╭──

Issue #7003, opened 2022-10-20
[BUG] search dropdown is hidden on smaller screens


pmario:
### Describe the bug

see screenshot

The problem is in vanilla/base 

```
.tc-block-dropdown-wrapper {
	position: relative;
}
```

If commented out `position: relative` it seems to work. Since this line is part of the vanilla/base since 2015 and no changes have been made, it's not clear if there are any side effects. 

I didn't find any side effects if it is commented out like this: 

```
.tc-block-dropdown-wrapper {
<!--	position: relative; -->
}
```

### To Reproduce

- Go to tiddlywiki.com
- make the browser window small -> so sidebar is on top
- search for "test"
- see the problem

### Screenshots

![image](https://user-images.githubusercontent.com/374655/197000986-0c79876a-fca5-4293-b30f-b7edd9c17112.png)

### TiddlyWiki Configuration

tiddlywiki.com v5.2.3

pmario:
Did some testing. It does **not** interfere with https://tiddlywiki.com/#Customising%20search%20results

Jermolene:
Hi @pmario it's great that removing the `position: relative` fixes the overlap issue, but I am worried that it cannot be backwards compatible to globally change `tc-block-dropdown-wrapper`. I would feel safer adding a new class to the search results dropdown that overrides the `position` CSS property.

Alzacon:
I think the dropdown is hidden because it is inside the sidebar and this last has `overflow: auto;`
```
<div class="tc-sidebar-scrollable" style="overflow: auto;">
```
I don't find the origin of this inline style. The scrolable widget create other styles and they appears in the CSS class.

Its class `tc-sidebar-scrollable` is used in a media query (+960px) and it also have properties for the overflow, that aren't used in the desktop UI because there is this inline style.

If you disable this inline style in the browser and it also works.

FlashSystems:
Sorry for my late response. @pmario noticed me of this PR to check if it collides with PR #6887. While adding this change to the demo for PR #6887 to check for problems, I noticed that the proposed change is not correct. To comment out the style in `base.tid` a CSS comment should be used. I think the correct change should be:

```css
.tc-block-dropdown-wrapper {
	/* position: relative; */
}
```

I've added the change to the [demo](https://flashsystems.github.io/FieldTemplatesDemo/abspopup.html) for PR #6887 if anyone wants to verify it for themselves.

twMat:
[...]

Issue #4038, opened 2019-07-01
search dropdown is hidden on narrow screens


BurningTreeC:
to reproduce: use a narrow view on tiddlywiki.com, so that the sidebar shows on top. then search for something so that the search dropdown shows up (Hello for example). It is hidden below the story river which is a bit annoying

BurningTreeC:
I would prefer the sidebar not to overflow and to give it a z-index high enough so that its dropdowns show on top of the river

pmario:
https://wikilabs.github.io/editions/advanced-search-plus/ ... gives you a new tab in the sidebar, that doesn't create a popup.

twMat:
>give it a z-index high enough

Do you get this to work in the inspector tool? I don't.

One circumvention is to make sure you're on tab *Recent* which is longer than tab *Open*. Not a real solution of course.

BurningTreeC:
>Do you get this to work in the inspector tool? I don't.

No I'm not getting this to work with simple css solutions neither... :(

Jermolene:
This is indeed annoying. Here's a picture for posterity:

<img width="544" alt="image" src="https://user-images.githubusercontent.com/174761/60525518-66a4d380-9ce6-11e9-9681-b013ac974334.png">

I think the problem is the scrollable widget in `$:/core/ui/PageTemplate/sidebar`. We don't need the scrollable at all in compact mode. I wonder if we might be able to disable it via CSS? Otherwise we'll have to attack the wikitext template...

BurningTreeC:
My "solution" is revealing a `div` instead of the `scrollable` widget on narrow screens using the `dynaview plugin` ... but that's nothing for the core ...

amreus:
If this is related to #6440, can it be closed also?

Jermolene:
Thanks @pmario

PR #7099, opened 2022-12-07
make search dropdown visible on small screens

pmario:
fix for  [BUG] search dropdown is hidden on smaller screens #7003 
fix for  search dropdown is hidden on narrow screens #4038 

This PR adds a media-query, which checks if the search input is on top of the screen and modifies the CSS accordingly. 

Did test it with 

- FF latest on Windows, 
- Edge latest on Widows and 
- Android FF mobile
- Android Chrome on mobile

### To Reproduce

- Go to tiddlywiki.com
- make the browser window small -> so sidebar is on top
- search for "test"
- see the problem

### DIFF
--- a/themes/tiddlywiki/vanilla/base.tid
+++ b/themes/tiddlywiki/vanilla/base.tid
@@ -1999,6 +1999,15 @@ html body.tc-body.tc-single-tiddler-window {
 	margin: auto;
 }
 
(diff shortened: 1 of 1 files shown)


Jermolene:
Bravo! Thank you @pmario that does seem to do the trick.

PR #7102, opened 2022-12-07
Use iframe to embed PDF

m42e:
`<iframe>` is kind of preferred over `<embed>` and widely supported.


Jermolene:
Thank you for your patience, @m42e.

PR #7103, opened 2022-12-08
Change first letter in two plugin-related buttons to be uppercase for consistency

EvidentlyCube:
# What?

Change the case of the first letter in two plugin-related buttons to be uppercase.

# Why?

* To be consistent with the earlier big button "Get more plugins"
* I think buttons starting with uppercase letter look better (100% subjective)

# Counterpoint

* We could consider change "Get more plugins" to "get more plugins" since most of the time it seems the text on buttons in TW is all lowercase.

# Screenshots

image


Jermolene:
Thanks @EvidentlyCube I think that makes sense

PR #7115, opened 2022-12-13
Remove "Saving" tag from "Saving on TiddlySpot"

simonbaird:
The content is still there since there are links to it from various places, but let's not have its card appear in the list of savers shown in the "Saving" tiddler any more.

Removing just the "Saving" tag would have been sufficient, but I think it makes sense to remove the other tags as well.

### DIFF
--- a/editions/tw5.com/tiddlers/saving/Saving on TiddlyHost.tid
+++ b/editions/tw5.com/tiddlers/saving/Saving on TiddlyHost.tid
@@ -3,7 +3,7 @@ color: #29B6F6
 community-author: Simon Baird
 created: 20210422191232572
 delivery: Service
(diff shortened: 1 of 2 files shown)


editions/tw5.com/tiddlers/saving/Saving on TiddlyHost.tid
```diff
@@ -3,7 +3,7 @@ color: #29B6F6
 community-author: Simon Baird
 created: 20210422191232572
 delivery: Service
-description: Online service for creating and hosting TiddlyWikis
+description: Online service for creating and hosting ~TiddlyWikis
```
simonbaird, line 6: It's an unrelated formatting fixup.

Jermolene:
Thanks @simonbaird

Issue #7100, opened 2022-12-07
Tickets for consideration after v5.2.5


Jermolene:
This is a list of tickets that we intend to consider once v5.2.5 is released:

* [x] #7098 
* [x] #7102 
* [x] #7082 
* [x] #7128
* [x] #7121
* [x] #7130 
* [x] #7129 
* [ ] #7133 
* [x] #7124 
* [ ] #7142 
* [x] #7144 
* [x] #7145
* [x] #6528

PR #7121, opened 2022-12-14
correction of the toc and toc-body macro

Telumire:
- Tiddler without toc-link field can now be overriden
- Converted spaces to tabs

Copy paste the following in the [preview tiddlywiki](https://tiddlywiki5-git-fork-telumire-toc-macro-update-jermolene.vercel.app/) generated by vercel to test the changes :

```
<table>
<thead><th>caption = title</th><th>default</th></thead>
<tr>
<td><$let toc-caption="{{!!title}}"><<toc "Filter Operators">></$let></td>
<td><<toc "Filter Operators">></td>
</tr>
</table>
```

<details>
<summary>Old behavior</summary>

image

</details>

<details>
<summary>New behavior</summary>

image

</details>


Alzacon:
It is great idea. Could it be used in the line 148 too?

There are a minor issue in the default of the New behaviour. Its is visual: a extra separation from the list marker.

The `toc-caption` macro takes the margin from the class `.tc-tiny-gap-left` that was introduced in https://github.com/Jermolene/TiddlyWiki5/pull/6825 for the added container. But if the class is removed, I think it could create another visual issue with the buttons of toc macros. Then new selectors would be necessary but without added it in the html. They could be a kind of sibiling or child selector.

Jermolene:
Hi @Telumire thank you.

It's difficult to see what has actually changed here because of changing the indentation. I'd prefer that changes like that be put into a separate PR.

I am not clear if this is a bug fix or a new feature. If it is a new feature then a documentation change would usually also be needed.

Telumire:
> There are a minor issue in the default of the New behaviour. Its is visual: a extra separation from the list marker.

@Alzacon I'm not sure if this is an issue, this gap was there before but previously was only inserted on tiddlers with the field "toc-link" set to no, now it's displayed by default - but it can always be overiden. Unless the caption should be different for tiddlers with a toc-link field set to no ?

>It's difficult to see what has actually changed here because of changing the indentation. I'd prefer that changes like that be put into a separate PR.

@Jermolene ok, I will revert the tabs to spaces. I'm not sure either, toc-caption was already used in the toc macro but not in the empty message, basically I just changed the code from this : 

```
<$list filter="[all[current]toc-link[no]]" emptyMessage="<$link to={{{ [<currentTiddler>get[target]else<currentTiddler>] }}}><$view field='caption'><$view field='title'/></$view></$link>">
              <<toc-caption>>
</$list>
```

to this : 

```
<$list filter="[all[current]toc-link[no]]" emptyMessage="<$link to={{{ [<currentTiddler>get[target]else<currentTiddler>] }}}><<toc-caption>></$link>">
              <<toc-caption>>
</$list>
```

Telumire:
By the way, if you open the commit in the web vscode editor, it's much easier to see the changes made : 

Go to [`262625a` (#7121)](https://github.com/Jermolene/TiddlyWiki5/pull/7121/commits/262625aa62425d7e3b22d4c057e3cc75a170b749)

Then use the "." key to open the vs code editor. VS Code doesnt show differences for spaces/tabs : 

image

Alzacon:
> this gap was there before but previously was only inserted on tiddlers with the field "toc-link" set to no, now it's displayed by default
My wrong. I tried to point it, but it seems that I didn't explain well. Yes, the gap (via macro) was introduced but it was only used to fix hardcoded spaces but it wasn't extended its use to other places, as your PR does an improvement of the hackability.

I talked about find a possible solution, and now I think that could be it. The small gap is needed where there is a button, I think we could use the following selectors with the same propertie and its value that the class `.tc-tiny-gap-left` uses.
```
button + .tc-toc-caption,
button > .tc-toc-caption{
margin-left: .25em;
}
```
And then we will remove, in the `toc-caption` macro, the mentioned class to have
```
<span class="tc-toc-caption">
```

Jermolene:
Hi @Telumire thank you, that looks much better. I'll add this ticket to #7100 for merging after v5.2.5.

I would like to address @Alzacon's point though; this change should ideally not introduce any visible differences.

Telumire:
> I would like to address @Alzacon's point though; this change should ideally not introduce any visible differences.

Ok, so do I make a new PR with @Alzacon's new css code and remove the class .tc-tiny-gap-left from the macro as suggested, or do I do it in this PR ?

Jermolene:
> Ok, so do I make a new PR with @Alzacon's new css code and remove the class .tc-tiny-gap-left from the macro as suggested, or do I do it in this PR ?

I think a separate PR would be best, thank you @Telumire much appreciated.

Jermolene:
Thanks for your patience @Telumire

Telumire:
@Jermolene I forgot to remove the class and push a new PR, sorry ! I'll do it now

╰──

DIRECTIONS -
Look back at the data above. Transcribe exactly the lines starting at the line that contains "- Android FF mobile" and ending at the line that contains "PR #7102, opened 2022-12-07".

ANSWER BELOW -
- Android FF mobile
- Android Chrome on mobile

### To Reproduce

- Go to tiddlywiki.com
- make the browser window small -> so sidebar is on top
- search for "test"
- see the problem

### DIFF
--- a/themes/tiddlywiki/vanilla/base.tid
+++ b/themes/tiddlywiki/vanilla/base.tid
@@ -1999,6 +1999,15 @@ html body.tc-body.tc-single-tiddler-window {
 	margin: auto;
 }
 
(diff shortened: 1 of 1 files shown)


Jermolene:
Bravo! Thank you @pmario that does seem to do the trick.

PR #7102, opened 2022-12-07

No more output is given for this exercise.